O ministro Vieira reforçou a convergência de valores e interesses entre as duas regiões, destacando a promoção do desenvolvimento sustentável, o aumento dos fluxos de comércio e investimentos, e o fortalecimento do Sul Global como eixos centrais dessa parceria. Essa visão compartilhada aponta para uma colaboração que transcende o âmbito puramente econômico, visando um alinhamento em temas estratégicos globais.

A Visão da ASEAN: Uma Parceria Estratégica e Abrangente

A visita do secretário-geral da Asean, Kao Kim Hourn, que acontece a convite do governo brasileiro e inclui uma agenda de encontros com figuras-chave dos setores público, privado e acadêmico até sexta-feira (21), sublinha a mutualidade do interesse nessa aproximação. Kao Kim Hourn expressou a alta consideração da Asean pela parceria com o Brasil, classificando-a como uma das relações mais dinâmicas e sustentáveis em toda a América Latina.

Além do incremento comercial e de investimentos, o secretário-geral identificou um vasto leque de áreas para colaboração futura. Entre elas, destacam-se a inovação, o desenvolvimento sustentável, a segurança alimentar, a agricultura, as energias renováveis e a ação climática. Ele enfatizou, ainda, que Asean e Brasil compartilham um forte compromisso com o multilateralismo baseado em regras, o diálogo e a cooperação internacional, alicerces que considera essenciais para que países desenvolvidos e emergentes possam enfrentar, em conjunto, os desafios globais.

O Robustez Econômica do Sudeste Asiático

As projeções de um salto comercial ganham ainda mais peso ao se considerar o expressivo crescimento econômico da Asean. Ao longo da última década, o Produto Interno Bruto (PIB) combinado dos seus Estados-membros mais que dobrou, passando de US$ 2,5 trilhões para US$ 4,5 trilhões.
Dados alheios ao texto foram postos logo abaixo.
PR #468, opened 2018-06-05
✨Remove elements with backspace

### LINKED ISSUE #352: Leinwand: auf Mac Elemente auch mit BACKSPACE entfernen
**Beschreibe das Problem:**

Im Moment muss der Nutzer auf seinem MacBook FN-BACKSPACE drücken, um ein Element zu entfernen (um die ENTF-Taste zu emulieren).

Auf dem Mac ist es üblich, dass man Elemente (auch) mit der BACKSPACE-Taste löschen kann.

alexanderkasten:
## What did you change?

This PR fixes #352 

- checkout the branch
- `npm run build`
- `npm run electron-start-dev`
- open detail-view of a process
- select one or more elements/shapes
- click backspace and see that they are deleted

## PR-Checklist

### DIFF
--- a/src/contracts/bpmnmodeler/IKeyboard.ts
+++ b/src/contracts/bpmnmodeler/IKeyboard.ts
@@ -1,8 +1,8 @@
 export interface IKeyboard {
   addListener(keyListenerFunction: Function): void;
-  hasModifier(modifiers: any): any;
-  isCmd(modifiers: any): any;
-  isShift(modifiers: any): any;
+  hasModifier(modifiers: KeyboardEvent): boolean;
+  isCmd(modifiers: KeyboardEvent): boolean;
+  isShift(modifiers: KeyboardEvent): boolean;
   bind(node: HTMLElement): void;
   getBinding(): HTMLElement;
   unbind(): void;
--- a/src/contracts/bpmnmodeler/IKeyboard.ts
+++ b/src/contracts/bpmnmodeler/IKeyboard.ts
@@ -1,0 +1,9 @@
+export interface IKeyboard {
+  addListener(keyListenerFunction: Function): void;
+  hasModifier(modifiers: any): any;
+  isCmd(modifiers: any): any;
+  isShift(modifiers: any): any;
+  bind(node: HTMLElement): void;
+  getBinding(): HTMLElement;
+  unbind(): void;
+}
--- a/src/modules/bpmn-io/bpmn-io.ts
+++ b/src/modules/bpmn-io/bpmn-io.ts
@@ -8,6 +8,8 @@ import {ElementDistributeOptions,
         IBpmnFunction,
         IBpmnModeler,
         IDefinition,
+        IEditorActions,
+        IKeyboard,
         IModdleElement,
         IModeling,
         IProcessDefEntity,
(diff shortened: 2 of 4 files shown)


src/modules/bpmn-io/bpmn-io.ts
```diff
@@ -321,4 +325,19 @@ export class BpmnIo {
...
   }
+
+  private _addKeyboardListener(): void {
+    const keyboard: IKeyboard = this.modeler.get('keyboard');
+    const editorActions: IEditorActions = this.modeler.get('editorActions');
+    const backSpaceKeyCode: number = 8;
+
+    keyboard.addListener(removeSelectedElements);
+
+    function removeSelectedElements(key: number, modifiers: any): boolean {
```
LeoTT: Generally, use function statements instead of function declarations. The difference is that js hoists function declarations to the top of the function block.

Are you able to remove the listener in `detached`? 

Also, no `any` please.

src/contracts/bpmnmodeler/IKeyboard.ts
```diff
@@ -0,0 +1,9 @@
+export interface IKeyboard {
+  addListener(keyListenerFunction: Function): void;
+  hasModifier(modifiers: any): any;
+  isCmd(modifiers: any): any;
+  isShift(modifiers: any): any;
```
LeoTT: Don't use `any` here. I suppose `isShift` and `isCmd` return `boolean`.
If you don't know what type something is, I recommend to not use a type at all. Better than `any`.

alexanderkasten: https://github.com/process-engine/bpmn-studio/issues/469

robpal94: In my understanding, the *no any* rule only applies on constants but not on methods, that can return a primitive value. For example when I read a method called `isCmd()` I would expect, that this method returns only a `boolean` value and nothing else. Despite the *any rule*, I would suggest to add a return type on every method, that does return a primitive type. Correct me if I'm wrong.

src/modules/bpmn-io/bpmn-io.ts
```diff
@@ -321,4 +325,18 @@ export class BpmnIo {
       this._eventAggregator.publish(environment.events.processDefDetail.saveDiagram);
     }
   }
+
+  private _addKeyboardListener(): void {
+    const keyboard: IKeyboard = this.modeler.get('keyboard');
+    const editorActions: IEditorActions = this.modeler.get('editorActions');
+    const backSpaceKeyCode: number = 8;
```
robpal94: The keycode property is deprecated. See https://developer.mozilla.org/en-US/docs/Web/API/KeyboardEvent/keyCode

I think thats because the key code is not consistent in different browsers.

robpal94:
Just a general question: How is the behaviour of the implemented changes on machines, that offers a dedicated `del` Key? I would not expect that I can remove elements using backspace when Im on a Windows machine.

src/contracts/bpmnmodeler/IKeyboard.ts
alexanderkasten: @roblen45 @Vyperus I do not know the return type of the methods, so for now it will be `any`.

PR #29470, opened 2022-04-21
Reduce spam log messages at server under high memory pressure

Vignesh2208:
Only log one message for every 1000 dropped incoming connections due to high memory pressure.

@ctiller

### DIFF
--- a/src/core/lib/iomgr/tcp_server_posix.cc
+++ b/src/core/lib/iomgr/tcp_server_posix.cc
@@ -29,6 +29,7 @@
 
 #include <errno.h>
 #include <fcntl.h>
+#include <inttypes.h>
 #include <netinet/in.h>
 #include <netinet/tcp.h>
 #include <string.h>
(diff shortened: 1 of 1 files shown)


src/core/lib/iomgr/tcp_server_posix.cc
```diff
@@ -221,7 +224,13 @@ static void on_read(void* arg, grpc_error_handle err) {
     }
 
     if (sp->server->memory_quota->IsMemoryPressureHigh()) {
-      gpr_log(GPR_INFO, "Drop incoming connection: high memory pressure");
+      int64_t dropped_connections_count = ++num_dropped_connections;
```
ananda1066, line 227: Don't we have to load the value from the atomic? Please also add Craig to review atomic usage.

Vignesh2208: Sure I can add craig. I don't think it matters because the ++ operator is equivalent to fetch_add and we can probably tolerate race conditions also. I made it explicit now anyway

ananda1066 (approved):

ctiller (approved):

src/core/lib/iomgr/tcp_server_posix.cc
```diff
@@ -221,7 +224,14 @@ static void on_read(void* arg, grpc_error_handle err) {
     }
 
     if (sp->server->memory_quota->IsMemoryPressureHigh()) {
-      gpr_log(GPR_INFO, "Drop incoming connection: high memory pressure");
+      int64_t dropped_connections_count =
+          num_dropped_connections.fetch_add(1, std::memory_order_relaxed) + 1;
+      if (dropped_connections_count % 1000 == 0) {
```
ctiller, line 229: Change this to == 1 so that we print a message on the first dropped connection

Com uma população superior a 700 milhões de habitantes, o bloco representa um mercado consumidor em franca expansão e um polo de produção de crescente relevância global, oferecendo oportunidades significativas para as exportações e investimentos brasileiros.

Conclusão

A visão apresentada pelo Ministro Mauro Vieira transcende uma mera estimativa, refletindo uma estratégia de política externa proativa que visa reposicionar o Brasil no tabuleiro geopolítico e comercial mundial. Ao aprofundar os laços com o Sudeste Asiático, o país não só diversifica seus mercados e minimiza vulnerabilidades, mas também se associa a uma região de notável dinamismo econômico e crescente influência. Este movimento estratégico está fadado a redefinir as prioridades comerciais brasileiras, consolidando a Asean como um parceiro indispensável para o desenvolvimento e a prosperidade mútua no cenário internacional.